Il caso delle Pussy Riot attira però l’attenzione internazionale: Amnesty International riconosce la gravità dell’arresto di Masha e la denomina una “prigioniera di coscienza” mentre Solidarnost (movimento politico democratico russo) la riconosce come “prigioniera politica”. Durante il processo, Masha denuncia la superficialità e l’irregolarità delle accuse e del procedimento, e il maltrattamento dei prigionieri; vegana dichiarata, sembra sia svenuta diverse volte in aula perché non le era stato fornito alcun pasto vegano.
L’attenzione internazionale attirata fa sì che Masha e la sua compagna vengano rilasciate prima della fine della condanna, il 23 dicembre 2013. Masha e Tolokonnikova annunciano di voler continuare la loro lotta e di voler concentrarsi sui diritti dei prigionieri in Russia.
Nuovi arresti e aggressioni
Subito dopo il loro rilascio, Masha e Tolokonnikova fondano un canale mediatico, MediaZona, che affronta diverse tematiche connesse al sistema penale e giudiziario russo; poco dopo, nel febbraio 2014, entrambe le donne vengono arrestate a Sochi con l’accusa di furto, accusa che poi decade; le due attiviste vengono rilasciate. Ma in quello stesso mese vengono aggredite dal gruppo paramilitare russo dei Cosacchi, che le insegue e le ferisce a colpi di frustino mentre fanno la ronda nella città di Sochi durante le Olimpiadi invernali del 2014. L’immagine delle due donne colpite dal frustino fa il giro del mondo; nel marzo dello stesso anno, Masha e Tolokonnikova vengono nuovamente aggredite nel centro di Nizhny Novgorod.

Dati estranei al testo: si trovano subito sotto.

PR #580, opened 2016-11-29
Add support for OCSP stapling.

Lukasa:
This PR adds a collection of functions that add support for server and client side OCSP stapling.

In the spirit of PyOpenSSL's "thin wrapper" policy, these functions specifically do not provide any *validation* of stapled OCSP assertions: that's officially Someone Else's Problem. However, they do provide a mechanism whereby servers may staple OCSP assertions if they desire, and clients may retrieve those stapled OCSP assertions.

**This PR cannot be merged yet, it will fail tests against most cryptography versions**. We will need to wait until a new cryptography release is cut (specifically 1.7) and then make that our minimum supported cryptography version in order to properly enable this functionality.

### DIFF
--- a/src/OpenSSL/SSL.py
+++ b/src/OpenSSL/SSL.py
@@ -368,9 +368,24 @@ class _ALPNSelectHelper(_CallbackExceptionHelper):
         )
 
 
-class _OCSPCallbackHelper(_CallbackExceptionHelper):
+class _OCSPServerCallbackHelper(_CallbackExceptionHelper):
     """
-    Wrap a callback such that it can be used as an OCSP callback.
+    Wrap a callback such that it can be used as an OCSP callback for the server
+    side.
+
+    Annoyingly, OpenSSL defines one OCSP callback but uses it in two different
+    ways. For servers, that callback is expected to retrieve some OCSP data and
+    hand it to OpenSSL, and may return only SSL_TLSEXT_ERR_OK,
+    SSL_TLSEXT_ERR_FATAL, and SSL_TLSEXT_ERR_NOACK. For clients, that callback
+    is expected to check the OCSP data, and returns a negative value on error,
+    0 if the response is not acceptable, or positive if it is. These are
+    mutually exclusive return code behaviours, and they mean that we need two
+    helpers so that we always return an appropriate error code if the user's
+    code throws an exception.
+
+    Given that we have to have two helpers anyway, these helpers are a bit more
+    helpery than most: specifically, they hide a few more of the OpenSSL
+    functions so that the user has an easier time writing these callbacks.
     """
 
     def __init__(self, callback):
@@ -545,7 +560,7 @@ class Context(object):
         self._npn_select_callback = None
         self._alpn_select_helper = None
         self._alpn_select_callback = None
-        self._ocsp_helper = None
+        self._ocsp_server_helper = None
         self._ocsp_callback = None
         self._ocsp_data = None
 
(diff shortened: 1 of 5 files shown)


src/OpenSSL/SSL.py
```diff
@@ -368,6 +368,137 @@ def wrapper(ssl, out, outlen, in_, inlen, arg):
...
+                    data = _ffi.from_handle(cdata)
+                else:
+                    data = None
+
+                # Get the OCSP data.
+                ocsp_ptr = _ffi.new("unsigned char **")
+                ocsp_len = _lib.SSL_get_tlsext_status_ocsp_resp(ssl, ocsp_ptr)
+                if ocsp_len < 0:
+                    # No OCSP data.
+                    ocsp_data = b''
```
Lukasa: It's not clear to me whether this is the best behaviour. In particular, I wonder whether we should set `ocsp_data = None` here: this means we actively received no OCSP data, and so is technically a bit distinct from the case where the server sent zero-length OCSP data (which I think is technically possible, though isn't possible with the way I've constructed the server callback helper).

Lukasa:
I have pushed the requirement for cryptography 1.7 and merged in the current master.

hynek:
jftr i have no idea how ocsp works so y’all on your own :)

tiran:
@hynek magic! :)

I'm vaguely familiar with OCSP and can assist with review next week. Feel free to ping me if I don't respond by Jan 18th.

Lukasa:
Remember that this PR does no validation of OCSP of any kind: just exposes the raw binary data of the stapled OCSP responses.

src/OpenSSL/SSL.py
reaperhulk: Can you think of a scenario where the distinction between "no OCSP data" vs "zero length OCSP data" is meaningful?

tests/test_ssl.py
```diff
@@ -3842,3 +3842,247 @@ def inner():
...
+        ctx.use_certificate(load_certificate(FILETYPE_PEM, server_cert_pem))
+        ctx.set_ocsp_server_callback(callback, data)
+        server = Connection(ctx)
+        server.set_accept_state()
+        return server
+
+    def test_callbacks_arent_called_by_default(self):
+        """
+        If both the client and the server have registered OCSP callbacks, but
+        the client does not sent the OCSP request, neither callback gets
```
reaperhulk: does not send

src/OpenSSL/SSL.py
Lukasa: So, I double-checked the RFC: the server cannot send zero-length OCSP data. The minimum allowed length for OCSP data is 1 byte. So I think we're safe: if the server sent zero-length OCSP data then we should just act like they didn't send it at all.

Lukasa:
Ok @reaperhulk, I've responded to your feedback.

hynek:
could someone pls add a link to this pr in the changelog? thx!

Lukasa:
@hynek See #590.

abhieee23:
I have  pyopenssl v16.2.0 but it does not have the code for OCSP. The dependency, Cryptography is at version 1.8.1.
Have the changes been merged?

hynek:
It has been merged but not released yet.

abhieee23:
As far as I've seen the code and understood, It has support for stapling the OCSP data during the handshake, but what I am confused about is, does it have support for an outbound connection from server to OCSP server that gets the latest OCSP data? ie if there is any mechanism which involves server and OCSP server?

abhieee23:
As far as I've seen the code and understood, It has support for stapling the OCSP data during the handshake, but what I am confused about is, does it have support for an outbound connection from server to OCSP server that gets the latest OCSP data? ie if there is any mechanism which involves server and OCSP server?

Lukasa:
No. As originally stated in the PR, the code provides *only* support for providing stapled OCSP data. No support is provided for obtaining that OCSP data.

jszhang1985:
def zjs_ocsp_callback(conn,response,tmp):
    print 'response=%s' % response
    return True
......
ctx.set_ocsp_client_callback(zjs_ocsp_callback)
....
cnx = SSL.Connection(ctx, sock)
cnx.request_ocsp()
......


The simplified code is above this, sniffer the package, the script will send client hello with status extenssion, and get status reply from ssl server.
Now, I want to print the OCSP stapling response, but the script will print mess code,  no matter decode it with asicc or utf-8.
can anybody guard me a way to print this in human being ?  thanks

L’oppressione non si ferma
Nel corso del 2020 e del 2021, la vita di Masha è costellata di arresti. La donna viene dapprima arrestata il 23 gennaio 2021 per aver sostenuto pubblicamente l’avversario politico di Putin, Alexei Navalny, anche se l’accusa che le viene rivolta è di aver infranto le norme sanitarie durante la pandemia di Covid-19. Masha viene posta agli arresti domiciliari e la sua detenzione viene estesa fino al 23 giugno: in quella stessa data, però, Masha e altre due attiviste Pussy Riot, Lucy Shtein (attualmente compagna di Masha) e Anna Kuzminykh, vengono ulteriormente condannate a quindici giorni di prigione (l’accusa, questa volta, è di aver disobbedito ai funzionari di polizia). La stessa procedura viene applicata anche in seguito: l’8 luglio Masha viene rilasciata ma, contestualmente, arrestata di nuovo con un’altra accusa, che la confina a quindici giorni di carcere. Nel settembre 2021, arriva definitivamente un’altra condanna di un anno, precisamente una condanna di “libertà limitata”.

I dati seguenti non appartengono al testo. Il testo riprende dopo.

PR #586, opened 2016-12-20
Convert another couple of test classes to pytest-style

alexwlchan:
Part of breaking up #561.


hynek:
Thanks once again!  Getting there, aren’t we?

PR #589, opened 2017-01-23
Convert TestContext to be pytest-style

alexwlchan:
Part of breaking up #561.

This class is a bit of a monster, so it gets its own pull request.


hynek:
thanks!

PR #593, opened 2017-01-25
Convert the remaining tests in test_crypto.py to be pytest-style

alexwlchan:
Part of breaking up #561.


hynek:
Thanks once again!  Are we done yet? ;)

PR #594, opened 2017-01-25
Convert the rest of TestConnection to be pytest-style

alexwlchan:


hynek:
any reason to not make the _LoopbackMixin fixtures?

PR #794, opened 2019-05-20
[cli] format `find` output

Saviq:


src/client/cli/cmd/find.cpp
```diff
@@ -19,6 +19,7 @@
 #include "common_cli.h"
 
 #include <multipass/cli/argparser.h>
+#include <multipass/cli/formatter.h>
 
 #include <iomanip>
```
ricab: Is this now a leftover header?

src/client/cli/formatter/table_formatter.cpp
```diff
@@ -135,3 +136,28 @@ std::string mp::TableFormatter::format(const ListReply& reply) const
...
+    {
+        auto aliases = image.aliases_info();
+
+        mp::format::filter_aliases(aliases);
+
+        auto alias = aliases.cbegin();
+        fmt::format_to(buf, "{:<24}{:<18}{:<17}{:<}\n",
+                       (alias->remote_name().empty() ? "" : alias->remote_name() + ":") + alias->alias(),
+                       fmt::format("{}", fmt::join(aliases.cbegin() + 1, aliases.cend(), ",")), image.version(),
+                       fmt::format("{} {}", image.os(), image.release()));
```
ricab: `snapcraft:*` images apparently have an empty os field, so the description starts with a space here, which breaks the alignment:

```
$ multipass find
Image                   Aliases           Version          Description
snapcraft:core          core16            20190515          Snapcraft builder for Core 16
snapcraft:core18                          20190515          Snapcraft builder for Core 18
core                    core16            20190424         Ubuntu Core 16
core18                                    20190213         Ubuntu Core 18
[...]
```

Do you see the same?

gerboland: yep I see it too

src/client/cli/cmd/find.cpp
Saviq: No, `chosen_formatter` is a `Formatter`.

src/client/cli/formatter/table_formatter.cpp
Saviq: Indeed, fixing.

src/client/cli/cmd/find.cpp
ricab: It looks confusing on github, but I was referring to `<iomanip>`

Saviq:
> Right, I'll need to include the remote name in there after all.

@gerboland fixed, there's some duplication with the `image_id` thus, think it worth it abstracting out into `format_utils.cpp`? At first I thought I'd use a `fmtlib` formatter, but I'd have to modify the `_ImageInfo` instance to filter the aliases out…

src/client/cli/cmd/find.cpp
Saviq: d'oh, yes - both that and `<sstream>` below it. Fixed.

tests/test_output_formatter.cpp
```diff
@@ -735,6 +771,39 @@ TEST_F(JsonFormatter, no_images_find_output)
...
+                           "        \"snapcraft:core18\": {\n"
+                           "            \"aliases\": [\n"
+                           "            ],\n"
+                           "            \"os\": \"\",\n"
+                           "            \"release\": \"Snapcraft builder for core18\",\n"
+                           "            \"remote\": \"snapcraft\",\n"
+                           "            \"version\": \"20190520\"\n"
+                           "        }\n"
+                           "    }\n"
+                           "}\n";
```
gerboland: Just a suggestion, raw string literals might make this nicer on the eye: https://stackoverflow.com/a/5460235

gerboland:
> @gerboland fixed, there's some duplication with the `image_id` thus, think it worth it abstracting out into `format_utils.cpp`? At first I thought I'd use a `fmtlib` formatter, but I'd have to modify the `_ImageInfo` instance to filter the aliases out…

I don't think it's worth the trouble tbh.

ricab:
> I don't think it's worth the trouble tbh.

@Saviq @gerboland I beg to differ. The "trouble" is negligible and quite worth eliminating tripplication. This is the sort of thing that accumulates with time and makes bigger trouble in the long run. Just my opinion.

Saviq:
@ricab @gerboland abstracted out a tiny utility for this then.

ricab:
@Saviq perfect, happy codebase says thanks :smiley: And me too, thanks a lot!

Nel febbraio 2022, Masha viene nuovamente arrestata (l’accusa è di aver fatto propaganda pro-nazista) e confinata agli arresti domiciliari. La sua opposizione e denuncia della guerra Ucraina inasprisce la sua posizione, e il tribunale, nell’aprile 2022, converte la sua condanna ai domiciliari a una condanna in prigione, ufficialmente accusandola di aver eluso i domiciliari togliendosi il braccialetto elettronico. Masha, però, non si presenta al processo e viene condannata in contumacia; attualmente, l’attivista è in fuga, e il suo nome è stato inserito nella lista dei ricercati.
Masha è riuscita a lasciare Mosca travestendosi da rider; ora ha trovato rifugio in Lituania, dopo essere stata aiutata da un artista islandese che è riuscito a farle avere i documenti di viaggio per varcare il confine russo.
A cura di Chiara.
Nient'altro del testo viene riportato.